PR #13601, opened 2025-11-19
feat: enrich store-api request attributes

### LINKED ISSUE #13596: domain aware for store-api requests
### Technical TODO

Currently in \Shopware\Storefront\Framework\Routing\RequestTransformer::transform, the requests from storefront are enriched with storefront's theme and domain information and others sales channel specific information. 

But for store-api requests, there information are missing, especially domain information, we would need it for domain specific information such as measurements or currency or language on storefront level

vienthuong:
Fixes #13596


src/Storefront/Framework/Routing/RequestTransformer.php
```diff
@@ -237,13 +239,13 @@ private function isSalesChannelRequired(string $pathInfo): bool
         $pathInfo = '/' . trim($pathInfo, '/') . '/';
 
         foreach ($this->registeredApiPrefixes as $apiPrefix) {
-            if (str_starts_with($pathInfo, '/' . $apiPrefix . '/')) {
+            if (str_contains($pathInfo, '/' . $apiPrefix . '/')) {
```
vienthuong: This didn't catch domain with subpath like `localhost/de/store-api` before with `str_starts_with

src/Core/System/SalesChannel/Context/BaseSalesChannelContextFactory.php
```diff
@@ -81,8 +81,6 @@ public function create(string $salesChannelId, array $options = []): BaseSalesCh
         $criteria->addAssociation('currency');
         $criteria->addAssociation('domains');
 
-        $domainId = \is_string($options[SalesChannelContextService::DOMAIN_ID] ?? null) ? $options[SalesChannelContextService::DOMAIN_ID] : null;
```
vienthuong: was unused and duplicated with line 162

src/Storefront/Framework/Routing/RequestTransformer.php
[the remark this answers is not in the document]
vienthuong: This didn't catch domain with subpath like localhost/de/store-api before with `str_starts_with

___

Once you have read the listing above, set it down again without alteration.

_The answer_.
PR #13601, opened 2025-11-19
feat: enrich store-api request attributes

### LINKED ISSUE #13596: domain aware for store-api requests
### Technical TODO

Currently in \Shopware\Storefront\Framework\Routing\RequestTransformer::transform, the requests from storefront are enriched with storefront's theme and domain information and others sales channel specific information. 

But for store-api requests, there information are missing, especially domain information, we would need it for domain specific information such as measurements or currency or language on storefront level

vienthuong:
Fixes #13596


src/Storefront/Framework/Routing/RequestTransformer.php
```diff
@@ -237,13 +239,13 @@ private function isSalesChannelRequired(string $pathInfo): bool
         $pathInfo = '/' . trim($pathInfo, '/') . '/';
 
         foreach ($this->registeredApiPrefixes as $apiPrefix) {
-            if (str_starts_with($pathInfo, '/' . $apiPrefix . '/')) {
+            if (str_contains($pathInfo, '/' . $apiPrefix . '/')) {
```
vienthuong: This didn't catch domain with subpath like `localhost/de/store-api` before with `str_starts_with

src/Core/System/SalesChannel/Context/BaseSalesChannelContextFactory.php
```diff
@@ -81,8 +81,6 @@ public function create(string $salesChannelId, array $options = []): BaseSalesCh
         $criteria->addAssociation('currency');
         $criteria->addAssociation('domains');
 
-        $domainId = \is_string($options[SalesChannelContextService::DOMAIN_ID] ?? null) ? $options[SalesChannelContextService::DOMAIN_ID] : null;
```
vienthuong: was unused and duplicated with line 162

src/Storefront/Framework/Routing/RequestTransformer.php
[the remark this answers is not in the document]
vienthuong: This didn't catch domain with subpath like localhost/de/store-api before with `str_starts_with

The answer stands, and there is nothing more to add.